++++ Available data
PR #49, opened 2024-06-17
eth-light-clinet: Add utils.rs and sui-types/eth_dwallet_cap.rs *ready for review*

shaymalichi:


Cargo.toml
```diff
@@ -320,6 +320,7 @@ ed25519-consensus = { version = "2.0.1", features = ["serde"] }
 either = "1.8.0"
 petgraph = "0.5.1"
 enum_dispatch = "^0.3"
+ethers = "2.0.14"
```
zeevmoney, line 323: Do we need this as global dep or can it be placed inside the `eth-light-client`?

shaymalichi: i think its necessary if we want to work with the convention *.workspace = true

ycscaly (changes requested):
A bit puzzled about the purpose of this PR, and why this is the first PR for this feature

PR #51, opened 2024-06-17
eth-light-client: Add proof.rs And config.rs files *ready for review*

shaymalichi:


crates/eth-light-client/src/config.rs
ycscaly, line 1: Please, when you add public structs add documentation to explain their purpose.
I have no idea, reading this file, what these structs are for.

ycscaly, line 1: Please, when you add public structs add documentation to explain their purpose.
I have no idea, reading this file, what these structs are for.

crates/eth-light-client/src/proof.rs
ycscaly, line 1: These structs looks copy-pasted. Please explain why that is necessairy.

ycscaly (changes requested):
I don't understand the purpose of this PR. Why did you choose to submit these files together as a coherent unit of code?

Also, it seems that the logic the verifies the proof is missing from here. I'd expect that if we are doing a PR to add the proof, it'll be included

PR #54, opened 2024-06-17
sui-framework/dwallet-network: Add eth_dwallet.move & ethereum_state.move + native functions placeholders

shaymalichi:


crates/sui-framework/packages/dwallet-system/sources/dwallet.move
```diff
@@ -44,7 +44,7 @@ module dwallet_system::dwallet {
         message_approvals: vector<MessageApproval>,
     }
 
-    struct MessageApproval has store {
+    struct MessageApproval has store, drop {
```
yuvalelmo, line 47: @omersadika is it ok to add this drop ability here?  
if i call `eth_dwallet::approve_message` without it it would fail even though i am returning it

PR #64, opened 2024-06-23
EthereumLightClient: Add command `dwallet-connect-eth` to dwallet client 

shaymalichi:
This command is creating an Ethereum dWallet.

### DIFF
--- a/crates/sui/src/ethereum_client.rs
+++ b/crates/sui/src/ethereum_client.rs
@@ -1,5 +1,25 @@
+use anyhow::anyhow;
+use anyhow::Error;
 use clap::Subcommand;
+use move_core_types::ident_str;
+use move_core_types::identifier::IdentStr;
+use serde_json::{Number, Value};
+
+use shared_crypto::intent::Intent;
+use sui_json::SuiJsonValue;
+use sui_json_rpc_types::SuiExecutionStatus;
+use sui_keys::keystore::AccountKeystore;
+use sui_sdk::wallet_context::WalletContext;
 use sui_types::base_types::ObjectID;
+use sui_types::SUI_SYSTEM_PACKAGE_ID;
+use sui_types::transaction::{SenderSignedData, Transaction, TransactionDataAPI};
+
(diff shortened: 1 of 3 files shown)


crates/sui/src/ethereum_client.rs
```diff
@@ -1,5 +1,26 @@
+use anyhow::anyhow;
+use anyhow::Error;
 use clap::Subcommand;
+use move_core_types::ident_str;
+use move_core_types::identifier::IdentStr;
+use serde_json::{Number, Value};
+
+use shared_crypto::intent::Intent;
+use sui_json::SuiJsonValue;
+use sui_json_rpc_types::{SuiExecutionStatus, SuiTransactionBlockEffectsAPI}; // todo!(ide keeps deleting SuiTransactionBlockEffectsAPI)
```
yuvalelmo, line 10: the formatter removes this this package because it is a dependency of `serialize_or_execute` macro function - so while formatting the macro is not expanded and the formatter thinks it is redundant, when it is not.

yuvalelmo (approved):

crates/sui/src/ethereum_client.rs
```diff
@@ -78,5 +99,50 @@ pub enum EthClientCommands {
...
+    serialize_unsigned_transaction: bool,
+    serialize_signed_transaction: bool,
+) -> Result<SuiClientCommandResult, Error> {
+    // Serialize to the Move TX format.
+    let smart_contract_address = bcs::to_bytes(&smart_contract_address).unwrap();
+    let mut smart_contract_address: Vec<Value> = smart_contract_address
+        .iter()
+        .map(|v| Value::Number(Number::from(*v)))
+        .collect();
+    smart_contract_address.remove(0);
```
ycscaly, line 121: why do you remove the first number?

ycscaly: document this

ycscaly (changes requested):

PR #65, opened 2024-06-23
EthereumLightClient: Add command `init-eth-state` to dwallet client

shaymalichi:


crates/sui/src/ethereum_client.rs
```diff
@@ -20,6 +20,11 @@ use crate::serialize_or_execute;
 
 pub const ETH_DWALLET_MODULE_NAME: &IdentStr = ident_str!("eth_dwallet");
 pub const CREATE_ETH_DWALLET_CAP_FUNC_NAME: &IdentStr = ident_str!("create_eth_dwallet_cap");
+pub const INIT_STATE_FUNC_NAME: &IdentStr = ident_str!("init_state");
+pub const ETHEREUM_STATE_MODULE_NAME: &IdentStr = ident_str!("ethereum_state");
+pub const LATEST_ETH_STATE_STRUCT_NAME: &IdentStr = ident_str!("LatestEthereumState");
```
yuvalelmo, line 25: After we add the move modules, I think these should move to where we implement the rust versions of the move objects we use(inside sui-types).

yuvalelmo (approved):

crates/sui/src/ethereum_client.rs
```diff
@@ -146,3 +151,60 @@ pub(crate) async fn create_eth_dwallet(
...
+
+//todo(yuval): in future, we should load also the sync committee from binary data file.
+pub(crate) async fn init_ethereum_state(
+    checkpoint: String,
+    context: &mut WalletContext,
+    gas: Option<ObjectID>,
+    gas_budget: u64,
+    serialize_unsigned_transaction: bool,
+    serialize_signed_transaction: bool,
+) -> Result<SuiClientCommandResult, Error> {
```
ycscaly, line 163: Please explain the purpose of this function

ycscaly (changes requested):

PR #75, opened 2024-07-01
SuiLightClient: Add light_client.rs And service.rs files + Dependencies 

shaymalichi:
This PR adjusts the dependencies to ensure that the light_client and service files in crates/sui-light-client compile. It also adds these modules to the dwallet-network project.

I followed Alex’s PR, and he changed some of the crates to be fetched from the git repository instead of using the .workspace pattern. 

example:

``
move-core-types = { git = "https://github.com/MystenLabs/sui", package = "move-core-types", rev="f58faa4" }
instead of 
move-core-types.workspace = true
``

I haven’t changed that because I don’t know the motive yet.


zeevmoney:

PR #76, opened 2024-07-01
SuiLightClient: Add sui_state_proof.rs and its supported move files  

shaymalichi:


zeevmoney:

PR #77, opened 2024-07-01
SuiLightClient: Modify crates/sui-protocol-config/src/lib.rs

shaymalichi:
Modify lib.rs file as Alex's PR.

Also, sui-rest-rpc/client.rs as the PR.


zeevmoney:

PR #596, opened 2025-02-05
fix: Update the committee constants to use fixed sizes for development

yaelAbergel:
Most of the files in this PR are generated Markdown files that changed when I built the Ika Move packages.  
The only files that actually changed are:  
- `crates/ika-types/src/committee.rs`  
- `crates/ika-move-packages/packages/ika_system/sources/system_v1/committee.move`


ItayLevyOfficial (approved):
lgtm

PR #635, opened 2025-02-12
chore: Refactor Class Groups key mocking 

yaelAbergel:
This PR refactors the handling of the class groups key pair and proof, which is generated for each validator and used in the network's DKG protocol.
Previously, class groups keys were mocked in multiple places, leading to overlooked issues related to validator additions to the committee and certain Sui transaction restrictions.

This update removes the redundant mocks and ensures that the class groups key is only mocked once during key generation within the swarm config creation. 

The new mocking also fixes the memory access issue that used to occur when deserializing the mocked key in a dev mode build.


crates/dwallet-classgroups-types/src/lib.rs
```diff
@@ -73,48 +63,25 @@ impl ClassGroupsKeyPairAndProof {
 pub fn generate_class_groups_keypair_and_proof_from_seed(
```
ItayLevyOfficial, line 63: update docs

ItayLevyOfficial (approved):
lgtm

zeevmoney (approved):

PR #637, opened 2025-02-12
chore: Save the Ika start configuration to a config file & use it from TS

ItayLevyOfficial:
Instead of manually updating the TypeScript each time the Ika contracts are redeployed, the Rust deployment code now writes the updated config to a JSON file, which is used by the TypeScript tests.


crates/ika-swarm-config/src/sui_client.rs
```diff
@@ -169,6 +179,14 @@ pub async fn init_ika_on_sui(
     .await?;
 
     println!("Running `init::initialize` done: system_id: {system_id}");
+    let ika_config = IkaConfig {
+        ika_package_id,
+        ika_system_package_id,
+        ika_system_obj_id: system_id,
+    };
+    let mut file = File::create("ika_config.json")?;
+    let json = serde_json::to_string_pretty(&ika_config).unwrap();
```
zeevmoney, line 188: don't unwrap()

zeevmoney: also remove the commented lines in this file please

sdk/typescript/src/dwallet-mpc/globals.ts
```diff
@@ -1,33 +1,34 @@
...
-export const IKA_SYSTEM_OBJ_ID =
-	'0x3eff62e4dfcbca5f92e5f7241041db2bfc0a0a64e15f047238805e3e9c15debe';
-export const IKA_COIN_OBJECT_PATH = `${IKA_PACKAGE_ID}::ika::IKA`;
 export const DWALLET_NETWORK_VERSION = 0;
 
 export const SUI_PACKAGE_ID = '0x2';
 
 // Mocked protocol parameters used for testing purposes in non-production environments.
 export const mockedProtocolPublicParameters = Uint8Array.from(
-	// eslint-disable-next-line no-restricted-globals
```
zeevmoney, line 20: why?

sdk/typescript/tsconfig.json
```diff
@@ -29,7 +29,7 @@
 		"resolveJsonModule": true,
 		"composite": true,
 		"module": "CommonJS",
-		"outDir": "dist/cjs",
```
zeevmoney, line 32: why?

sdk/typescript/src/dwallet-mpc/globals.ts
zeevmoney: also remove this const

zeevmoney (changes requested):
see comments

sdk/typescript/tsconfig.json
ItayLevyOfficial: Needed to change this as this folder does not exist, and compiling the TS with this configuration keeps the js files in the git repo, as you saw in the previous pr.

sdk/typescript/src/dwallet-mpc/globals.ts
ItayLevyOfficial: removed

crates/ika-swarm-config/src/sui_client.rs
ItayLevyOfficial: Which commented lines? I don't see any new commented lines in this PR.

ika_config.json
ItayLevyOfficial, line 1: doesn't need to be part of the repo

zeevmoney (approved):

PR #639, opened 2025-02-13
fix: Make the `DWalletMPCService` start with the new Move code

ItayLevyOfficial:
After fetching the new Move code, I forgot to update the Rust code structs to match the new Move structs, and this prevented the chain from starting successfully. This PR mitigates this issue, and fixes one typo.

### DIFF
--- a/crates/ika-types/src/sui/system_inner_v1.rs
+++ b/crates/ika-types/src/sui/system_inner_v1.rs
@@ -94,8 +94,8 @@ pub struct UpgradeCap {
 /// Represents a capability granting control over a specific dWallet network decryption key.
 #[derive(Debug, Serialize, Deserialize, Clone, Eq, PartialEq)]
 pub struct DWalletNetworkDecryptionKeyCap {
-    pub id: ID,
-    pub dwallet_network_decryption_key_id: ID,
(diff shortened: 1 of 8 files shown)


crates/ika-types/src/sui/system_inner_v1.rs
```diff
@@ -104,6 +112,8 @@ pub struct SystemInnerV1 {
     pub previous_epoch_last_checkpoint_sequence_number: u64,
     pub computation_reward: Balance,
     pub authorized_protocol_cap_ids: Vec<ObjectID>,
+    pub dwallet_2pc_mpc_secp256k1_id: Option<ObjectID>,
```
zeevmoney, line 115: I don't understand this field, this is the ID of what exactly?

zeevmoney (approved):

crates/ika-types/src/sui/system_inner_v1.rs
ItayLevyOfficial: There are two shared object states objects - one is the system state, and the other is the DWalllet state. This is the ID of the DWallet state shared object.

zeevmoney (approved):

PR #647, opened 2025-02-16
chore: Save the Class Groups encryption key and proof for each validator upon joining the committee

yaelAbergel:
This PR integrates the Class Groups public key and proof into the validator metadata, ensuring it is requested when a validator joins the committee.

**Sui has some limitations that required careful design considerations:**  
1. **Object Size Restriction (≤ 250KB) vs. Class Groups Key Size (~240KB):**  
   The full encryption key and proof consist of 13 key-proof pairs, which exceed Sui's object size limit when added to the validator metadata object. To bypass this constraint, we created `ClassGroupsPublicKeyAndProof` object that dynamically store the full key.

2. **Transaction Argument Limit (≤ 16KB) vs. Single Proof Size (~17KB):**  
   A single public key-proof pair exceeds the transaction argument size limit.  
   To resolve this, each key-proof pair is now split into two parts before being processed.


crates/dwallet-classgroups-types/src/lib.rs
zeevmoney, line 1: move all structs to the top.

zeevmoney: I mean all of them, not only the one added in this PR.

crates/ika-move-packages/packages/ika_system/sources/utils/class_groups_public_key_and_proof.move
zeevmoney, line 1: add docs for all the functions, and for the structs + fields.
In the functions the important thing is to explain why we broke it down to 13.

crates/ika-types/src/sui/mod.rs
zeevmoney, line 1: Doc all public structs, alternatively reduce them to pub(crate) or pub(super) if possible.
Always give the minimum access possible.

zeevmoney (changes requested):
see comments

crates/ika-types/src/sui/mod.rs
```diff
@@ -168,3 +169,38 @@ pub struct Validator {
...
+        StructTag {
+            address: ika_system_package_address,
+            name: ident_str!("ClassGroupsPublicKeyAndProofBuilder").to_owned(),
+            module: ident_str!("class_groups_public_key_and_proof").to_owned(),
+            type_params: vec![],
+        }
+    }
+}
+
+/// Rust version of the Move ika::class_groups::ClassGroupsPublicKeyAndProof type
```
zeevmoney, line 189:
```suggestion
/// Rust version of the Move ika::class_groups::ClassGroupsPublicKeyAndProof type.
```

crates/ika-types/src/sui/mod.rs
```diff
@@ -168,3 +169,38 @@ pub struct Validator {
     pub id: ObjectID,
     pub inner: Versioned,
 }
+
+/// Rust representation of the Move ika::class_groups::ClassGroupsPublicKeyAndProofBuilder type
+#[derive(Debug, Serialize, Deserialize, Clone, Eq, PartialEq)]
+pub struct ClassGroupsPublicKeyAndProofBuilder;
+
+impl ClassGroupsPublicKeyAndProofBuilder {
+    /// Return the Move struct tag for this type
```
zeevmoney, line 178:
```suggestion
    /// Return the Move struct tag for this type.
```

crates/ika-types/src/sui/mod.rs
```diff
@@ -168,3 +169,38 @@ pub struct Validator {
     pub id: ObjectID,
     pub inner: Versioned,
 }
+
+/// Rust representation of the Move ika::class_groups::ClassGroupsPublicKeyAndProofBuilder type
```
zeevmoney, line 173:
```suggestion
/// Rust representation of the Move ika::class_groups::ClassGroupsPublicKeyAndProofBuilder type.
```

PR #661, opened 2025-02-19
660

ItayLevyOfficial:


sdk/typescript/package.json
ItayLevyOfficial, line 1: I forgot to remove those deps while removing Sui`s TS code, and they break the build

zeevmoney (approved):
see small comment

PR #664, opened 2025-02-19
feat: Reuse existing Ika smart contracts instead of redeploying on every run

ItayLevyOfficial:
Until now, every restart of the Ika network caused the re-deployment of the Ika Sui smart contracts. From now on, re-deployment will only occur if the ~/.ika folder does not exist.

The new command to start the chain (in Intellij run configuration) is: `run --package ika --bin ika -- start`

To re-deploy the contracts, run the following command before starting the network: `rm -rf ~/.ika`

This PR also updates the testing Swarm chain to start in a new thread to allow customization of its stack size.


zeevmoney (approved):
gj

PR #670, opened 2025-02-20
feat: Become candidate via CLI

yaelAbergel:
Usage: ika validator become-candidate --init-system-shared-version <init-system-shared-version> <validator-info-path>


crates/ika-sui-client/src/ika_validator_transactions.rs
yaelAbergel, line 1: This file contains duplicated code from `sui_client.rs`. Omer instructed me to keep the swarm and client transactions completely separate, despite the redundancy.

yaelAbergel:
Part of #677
++++++++
Task details: Look through the entries above, and wherever a line holds the word "testing", copy it.

Response area:
 // Mocked protocol parameters used for testing purposes in non-production environments.
This PR also updates the testing Swarm chain to start in a new thread to allow customization of its stack size.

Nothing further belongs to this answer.